Search code examples
pytorchclassificationautoencoderimage-classificationpytorch-lightning

forward() using Pytorch Lightning not giving consistent binary classification results for single VS multiple images


I have trained a Variational Autoencoder (VAE) with an additional fully connected layer after the encoder for binary image classification. It is setup using PyTorch Lightning. The encoder / decoder is resnet18 from PyTorch Lightning Bolts repo.

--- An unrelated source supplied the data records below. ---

PR #709, opened 2023-03-28
Merge `the-analytical-engine/main`

chrisjpurdy:
Conflicts:

- package.json - version number, I kept the one from `the-analytical-engine` (3.0.3)
- src/app/components/navigation/WarningBanner.tsx - just the Isaac CS downtime banner, I changed the date range to end yesterday
- src/app/components/site/cs/HomepageCS.tsx - just some imports 

I had to fix the tests (which luckily are pretty solid and failed for understandable reasons), and make sure that `highlightjs-vba` is transformed when the tests are run (because it contains some ES6 syntax).

Changes I made: https://github.com/isaacphysics/isaac-react-app/compare/cc4ea1e320aeadec16ddc1d93a6ac3656ac601d1..3d92b9db96482d5fd9b6b039891d3ec95e7d3694


src/app/services/highlightJs.ts
```diff
@@ -4,11 +4,16 @@ import php from 'highlight.js/lib/languages/php'
 import csharp from 'highlight.js/lib/languages/csharp'
 import plaintext from 'highlight.js/lib/languages/plaintext'
 import sql from 'highlight.js/lib/languages/sql'
+import java from 'highlight.js/lib/languages/java'
 import {LanguageFn} from "highlight.js";
+const vba = require("highlightjs-vba");
```
mlt47, line 9: Why doesn't the ES6 Module Import not work here?

mlt47 (commented):
Thanks for also fixing the tests to work with Ada, that's great.
It is not clear to me why the highlight.js vba module needed importing via require rather than an ES6 import, what was it that made this necessary?

src/app/services/highlightJs.ts
chrisjpurdy: It was just that `highlightjs-vba` doesn't have it's own module definition, so Matthew T had included a `declare module "highlightjs-vba"` in `react-app-env.tsx`.
I wasn't sure whether that had something to do with the fact that the tests we're failing (there were errors about this package) so I changed it to this, but it turned out to be an issue with out Jest webpack config.  Looking at `react-app-env.tsx` again we do the same thing for `math-random-seed` so I'll change it back.

jsharkey13: But the "library" to define the language is super simple: https://github.com/dullin/highlightjs-vba/blob/master/src/vba.js
We could define it ourselves by copying (with attribution!) that code into the file, in the same way I declare the pseudocode language, which feels more flexible and much simpler!

chrisjpurdy: Up to you 🤷 I don't see any issue with importing it like this, but I suppose we'll know for sure that code-splitting etc. will work if we add it into the codebase directly.

jsharkey13: I have an even better fix for this, just waiting to confirm that the language on the site is actually Visual Basic .NET (rebranded as "Visual Basic" by Microsoft but not the original Visual Basic language). If so, that's built in to HighlightJS since it's very common and we don't need any of this 🙃

chrisjpurdy:
I added the code font-size thing straight to this - it's a small visual tweak and I would have committed it to `master` if I could.

build.sh
```diff
@@ -28,14 +28,14 @@ fi
...
+echo Building Ada CS and Physics apps in $BUILD_DIR: $VERSION_TO_DEPLOY
 
 rm -rf $BUILD_DIR
 mkdir -p $BUILD_DIR
 cd $BUILD_DIR
 
-git clone -b $VERSION_TO_DEPLOY --depth 1 https://github.com/isaacphysics/isaac-react-app.git
-cd isaac-react-app
+git clone -b $VERSION_TO_DEPLOY --depth 1 https://github.com/isaacphysics/the-analytical-engine.git
+cd the-analytical-engine
```
jsharkey13, line 38: These are actually incorrect changes, will undo this now.

build.sh
```diff
@@ -57,40 +57,40 @@ else
...
   docker pull "docker.isaacscience.org/isaac-phy-app:${VERSION_TO_DEPLOY}"
-  docker pull "docker.isaacscience.org/isaac-cs-app-renderer:${VERSION_TO_DEPLOY}"
+  docker pull "docker.isaacscience.org/isaac-ada-app-renderer:${VERSION_TO_DEPLOY}"
   docker pull "docker.isaacscience.org/isaac-phy-app-renderer:${VERSION_TO_DEPLOY}"
 fi
 
 
 cd ..
-rm -rf isaac-react-app
+rm -rf the-analytical-engine
```
jsharkey13, line 93: Ditto; to undo.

from pl_bolts.models.autoencoders.components import (
    resnet18_encoder,
    resnet18_decoder
)

class VariationalAutoencoder(LightningModule):

...

    self.first_conv: bool = False
    self.maxpool1: bool = False
    self.enc_out_dim: int = 512
    self.encoder = resnet18_encoder(first_conv, maxpool1)
    self.fc_object_identity = nn.Linear(self.enc_out_dim, 1)


    def forward(self, x):
        x_encoded = self.encoder(x)
        mu = self.fc_mu(x_encoded)
        log_var = self.fc_var(x_encoded)
        p, q, z = self.sample(mu, log_var)

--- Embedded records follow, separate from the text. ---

PR #711, opened 2023-03-31
Add group event booking contact form to manage group reservations modal

chrisjpurdy:
Needs copy.

---

The `RESERVED_ONLY` event status displays the following for students:

image

and makes no difference to the teacher view. An event that is both `RESERVED_ONLY` but not group booking doesn't make any sense, but I haven't handled this case because it's fundamentally a content error (and a by-product of the overcomplicated way we categorise events)


mlt47 (approved):
Waiting on copy. Code works and is fine.
Will affect all reservation modals not just reservation-only modals. As it is only Physics that are running events for the foreseeable future that is fine.

PR #721, opened 2023-04-21
Optional group name anonymisation

chrisjpurdy:
If we want even finer grain anonymisation then the `anonymiseIfNeededWith` functions should be rewritten, but this should do for now.

This also gives staff the ability to see group ids by hovering over the group name on the sidebar in "Manage groups"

        x_classification_score = torch.sigmoid(self.fc_object_identity(x_encoded))

        return self.decoder(z), x_classification_score

variational_autoencoder = VariationalAutoencoder.load_from_checkpoint(
        checkpoint_path=str(checkpoint_file_path)
    )

with torch.no_grad():
    predicted_images, classification_score = variational_autoencoder(test_images)

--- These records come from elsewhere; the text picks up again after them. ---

PR #722, opened 2023-04-21
Fix news not loading after logout

chrisjpurdy:
This loads news on the homepage whenever the user object changes, which fixes the issue. 

It seems to be caused by a race condition between the homepage component mounting and fetching the news, and the logout action triggering the store to be cleared. I'm guessing that the RTK query API reducer needs a moment to recover after being set to `undefined` 🤷

### DIFF
--- a/src/app/components/site/cs/HomepageCS.tsx
+++ b/src/app/components/site/cs/HomepageCS.tsx
@@ -14,7 +14,11 @@ import {MetaDescription} from "../../elements/MetaDescription";
 export const HomepageCS = () => {
     useEffect( () => {document.title = SITE_TITLE;}, []);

The reconstructions work well for single images and multiple images when passed through forward(). However, when I pass multiple images to forward() I get different results for the classification score than if I pass a single image tensor:

# Image 1 (class=1) [1, 3, 64, 64]
x_classification_score = 0.9857

# Image 2 (class=0) [1, 3, 64, 64]
x_classification_score = 0.0175

# Image 1 and 2 [2, 3, 64, 64]
x_classification_score =[[0.8943],
                         [0.1736]]

Why is this happening?


Solution

  • You are using resnet18 which has a torch.nn.BatchNorm2d layer.

    Its behavior changes whether it is in train or eval mode. It calculates mean and variance across batch during training and hence its output is dependent on examples in this batch.

    In evaluation mode mean and variance gathered during training via moving average are used which is batch independent, hence results are the same.